BEGIN Provided data

PR #1697, opened 2019-05-25
Not just is_ubuntu_18: make U19/U20 viable [Debian 10 already OK?] [extends use of php{{ php_version }}-sqlite3 to future OS's for now...somewhat controversially]

holta:
Building off PR #1696

Should be evaluated/tested in context with:

#1387 Debian 10 Buster: 3 outstanding issues w/ workarounds + 2 bugs (Kolibri & MongoDB)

END Provided data

Exercise requirements:
From the records above, copy each line that contains the word "Debian".

Exercise answer:
Not just is_ubuntu_18: make U19/U20 viable [Debian 10 already OK?] [extends use of php{{ php_version }}-sqlite3 to future OS's for now...somewhat controversially]
#1387 Debian 10 Buster: 3 outstanding issues w/ workarounds + 2 bugs (Kolibri & MongoDB)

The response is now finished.